Thursday, April 11, 2013

My Stance on Death

   There are things we need to do before we die, and there are things we want to do before we die.  Some people think all these things belong together on a bucket list, and that there is little difference between the two.  Others don't want to think about it and ignore the idea of death all together.  I have recently come to a realization about my position on the idea of death and what we should do before we die.  I have done all I needed to do in life, therefore the rest of what I do from here on out will be things I want to do before I die.

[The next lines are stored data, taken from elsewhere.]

PR #307, opened 2021-12-20
Create install.sh

Mizan-Al-Sabbih:
So anyone can install it using one line command in terminal. I'm going to edit README.md file's installing section code, too (for saying people how to install it with one line command in terminal.)

### DIFF
--- a/install.sh
+++ b/install.sh
@@ -1,0 +1,8 @@
+echo "\e[0;34m [Installing Natalie, Please wait...]"
+
+git clone https://github.com/seven1m/natalie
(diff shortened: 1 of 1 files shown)


TheGrizzlyDev:
Good idea, can we follow the pattern described in https://github.com/github/scripts-to-rule-them-all ?

seven1m:
I'm sorry, but I don't think this is the direction I want to go with the install script. When we're ready (not right now), we'll consider adding a `rake install` task.

Please hop on Discord if you want to discuss!

PR #1625, opened 2023-12-29
Implement SignalException

herwinw:


src/natalie.cpp
```diff
@@ -511,6 +511,18 @@ void handle_top_level_exception(Env *env, ExceptionObject *exception, bool run_e
...
+        if (signo->type() == Object::Type::Integer) {
+            nat_int_t val = signo->as_integer()->to_nat_int_t();
+            if (val >= 0 && val <= 255) {
+                clean_up_and_exit(val);
+            } else {
+                clean_up_and_exit(1);
+            }
+        } else {
+            clean_up_and_exit(1);
+        }
```
seven1m, line 525: I think this part is incorrect. When I run CRuby with gdb, the program actually terminates with the signal from the SignalException, which is what I would expect.

Screenshot 2023-12-30 7 24 00 AM

seven1m: Maybe we need to `::kill(::getpid(), signal)` or some such?

seven1m: After thinking about this some more, I think what you have here is fine for now. I have in mind to work on signal handling soon anyway, so I can work on it then...

herwinw: I just pushed a fix to get the correct exit value. It should be good enough to go now.
This change is very much a chicken and egg with Process.kill and Signal.trap, I guess we have to start somewhere.

seven1m (approved):

PR #1630, opened 2023-12-30
Implement Thread#native_thread_id

herwinw:


src/thread_object.cpp
```diff
@@ -106,6 +106,18 @@ bool ThreadObject::is_stopped() const {
     return m_sleeping || m_status == Status::Dead;
 }
 
+Value ThreadObject::native_thread_id(Env *env) const {
+    if (is_stopped()) return NilObject::the();
+#ifdef __APPLE__
+    uint64_t id;
+    if (!pthread_threadid_np(m_thread_id, &id))
+        env->raise_errno();
+    return Value::integer(id);
```
seven1m, line 115: Can we just return the `m_thread_id` here on macos too? Why do we need to get a different ID for macOS here?

herwinw: If only things were that easy.

The `pthread_t` data type should be treated as an opaque value, on Linux it's simply an int, but MacOS appears to be using a more complex value. The previous test result is in https://github.com/natalie-lang/natalie/actions/runs/7365511535/job/20046890959:
```
src/thread_object.cpp:111:27: error: static_cast from 'pthread_t' (aka '_opaque_pthread_t *') to 'Natalie::nat_int_t' (aka 'long long') is not allowed
    return Value::integer(static_cast<nat_int_t>(m_thread_id));
                          ^~~~~~~~~~~~~~~~~~~~~~~~~~~~~~~~~~~
```

I expected this change to be some low hanging fruit, but it looks like it isn't. I'm thinking about closing this PR, since I don't think many people are going to use this method, so it feels like the amount of effort required to get this working is not proportional to the expected usage.

seven1m: A C-style cast `(long long)` works. 😬

herwinw: That's just the address of the pointer on MacOS. It might work, so let's just try that.

herwinw: And now the Linux specs break too. I'm going to close this PR.

PR #1633, opened 2023-12-31
Thread#raise

seven1m:
~I'll work on the remaining skipped specs here before merging.~

~Hopefully the dust settles on #1631 and #1632 by then.~

~I need to figure out how to raise when a socket is waiting to connect.~ 

The tests pass yay 🎉


herwinw:
As a precaution: the changes in  #1632 still have a few NATFIXME statements left in the shared raise file, so either the implementation of `Kernel.raise` and `Thread#raise` should be kept in sync including the bugs and missing features, or we need a way to selectively disable NATFIXME blocks. Something like:
```ruby
NATFIXME 'lorum ipsum', condition: @object.is_a?(Thread) do
  # specs that fail on Thread#raise, but pass on Kernel.raise
end
```

lib/natalie/compiler/binding_gen.rb
```diff
@@ -1309,7 +1309,9 @@ def generate_name
 gen.static_binding('Thread', 'exit', 'ThreadObject', 'exit', argc: 0, pass_env: true, pass_block: false, return_type: :Object)
 gen.static_binding('Thread', 'list', 'ThreadObject', 'list', argc: 0, pass_env: true, pass_block: false, return_type: :Object)
 gen.static_binding('Thread', 'main', 'ThreadObject', 'main', argc: 0, pass_env: false, pass_block: false, return_type: :Object)
-gen.static_binding('Thread', 'pass', 'ThreadObject', 'pass', argc: 0, pass_env: false, pass_block: false, return_type: :Object)
+gen.static_binding('Thread', 'pass', 'ThreadObject', 'pass', argc: 0, pass_env: true, pass_block: false, return_type: :Object)
+gen.static_binding('Thread', 'default_report_on_exception', 'ThreadObject', 'default_report_on_exception', argc: 0, pass_env: false, pass_block: false, return_type: :bool)
+gen.static_binding('Thread', 'default_report_on_exception=', 'ThreadObject', 'set_default_report_on_exception', argc: 1, pass_env: false, pass_block: false, return_type: :bool)
```
herwinw, line 1314: The Ruby methods are named `report_on_exception` and `report_on_exception=`, without the `default_` prefix.

PR #1636, opened 2023-12-31
Add cause object to exceptions without explicit raise

herwinw:
Just move the code around a bit and we've fixed another issue ;)


seven1m (approved):
🎉

PR #1649, opened 2024-01-02
Implement Kernel#caller_locations

herwinw:
This includes the new class `Thread::Backtrace::Location`

### DIFF
--- a/include/natalie.hpp
+++ b/include/natalie.hpp
@@ -105,6 +105,7 @@
 #include "natalie/string_object.hpp"
 #include "natalie/string_upto_iterator.hpp"
 #include "natalie/symbol_object.hpp"
+#include "natalie/thread/backtrace/location_object.hpp"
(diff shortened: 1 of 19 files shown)


herwinw:
Even though it looks like all but one specs are passing, this actually breaks the REPL with an assertion error.

seven1m (approved):

herwinw:
I would prefer to have a new review/second opinion for this change. The CI kept failing in the MacOS run. I solved it by adding https://github.com/natalie-lang/natalie/pull/1649/commits/5322e05aed68e4a7d7f297632c7a07d00cbf5329, but that is a terrible hack and doesn't solve the issue. But since Linux works just fine, I haven't been able to reproduce the failure so debugging it is kind of hard.

seven1m:
I think that works for now. I can investigate the macos bug later!

PR #1663, opened 2024-01-05
wip: signal threads and waiting IO

seven1m:
We need a better way to interrupt blocking IO. Currently the solution has been to do a tight loop with a 100 nanosecond select(2), checking if the thread should interrupt each time.

But it seems the current state of the art is to set up a pipe that we can add to the select() and then write a byte to that pipe, waking up the blocking call.

This is my first naive attempt, which naturally has problems. It sets up a pipe for every file descriptor and another pipe for every thread. This worked ok for small processes, but for a few tests with lots of IO, we hit the per-process open files limit.

This work will be redone, but I wanted to record this attempt, for future reference. :-)

### DIFF
--- a/include/natalie.hpp
+++ b/include/natalie.hpp
@@ -206,4 +206,6 @@ void dbg(const char *fmt, Args... args) {
     puts(out->c_str());
 }
 
+int pipe2(int pipefd[2], int flags);
+
 }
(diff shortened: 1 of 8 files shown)


seven1m:
My next attempt will be to set up a single pipe that wakes up all blocking threads....

PR #1664, opened 2024-01-05
Set file/line information when creating a lambda/proc

herwinw:
This resolves some issues with the source location specs.

Just for fun, try this script on the current master branch:
```ruby
x = -> {}
p x.source_location
```
Because we never set the environment info before creating this lambda, the last info is used, so this is shown as if it were defined in `src/warning.rb`


seven1m (approved):
In the future I think I would like to somehow give every instruction this location info automagically so we don't have to manually pass it in all over the place. I haven't decided how to do that yet...

PR #1674, opened 2024-01-07
Implement stop-the-world for GC

seven1m:
Originally I intended to just fix `ensure` blocks in threads. From there my life spiraled and I learned more about Linux signals and processor state than I ever wanted to know. 😆 

This PR does a lot of things -- too many actually -- but the headline feature is a stop-the-world workflow for our GC so that thread state is always in a stable place when we do our conservative stack and context scan.

I found and fixed lots of edge cases around thread birth and death, too.

The secondary feature is that `Thread#raise` now works as expected, by raising an exception at the point in the stack where the thread is running.

### DIFF
--- a/Dockerfile
+++ b/Dockerfile
@@ -1,7 +1,7 @@
 ARG IMAGE=ruby:3.3
 FROM $IMAGE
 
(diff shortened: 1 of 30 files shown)


seven1m:
OMG it's a miracle. I'm going to run CI again just to be sure. 😄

   I don't need to see the world, have children, get married, or bungee jump into a lake before I die, I just want to do those things.  Those wishes or hopes for things I'd like to do in the future are one third of the reason I keep living.  The people who care about me and don't want to see me leave this life are another third, and finally the pure enjoyment I get from living is the final reason for me, personally, to live.  Goals give me something to work for, people provide company and make me feel needed, and even without those two things, it is so pleasurable just to exist in the world we live.
   Coming to college and finally living away from my family while being able to study art has brought me to the highest point in my life; I have never been happier.  In a given moment I felt nothing but happiness, and that's all I really needed out of life.  Being in a place where I can learn from phenomenal professors about things I actually care about while not living with my parents but still maintaining a close relationship with my boyfriend was all I needed to get me to a point of happiness that satisfied my desire to live. And now life is all the more better that I don't worry about dying; it doesn't matter for me anymore.  I know a lot of people who worry about death often, and maybe I'm just a really simple person with low standards for life, but they all seem to get hooked on the fear of leaving this place into the step of existence while I could care less.
   I thought this might be something easy to respond to and helpful to stir up conversation (especially for those people who haven't even made a post yet).  So, what would it take to satisfy you to the point where death doesn't matter?  What is it you think you need out of life? And what holds you back now from being truly happy?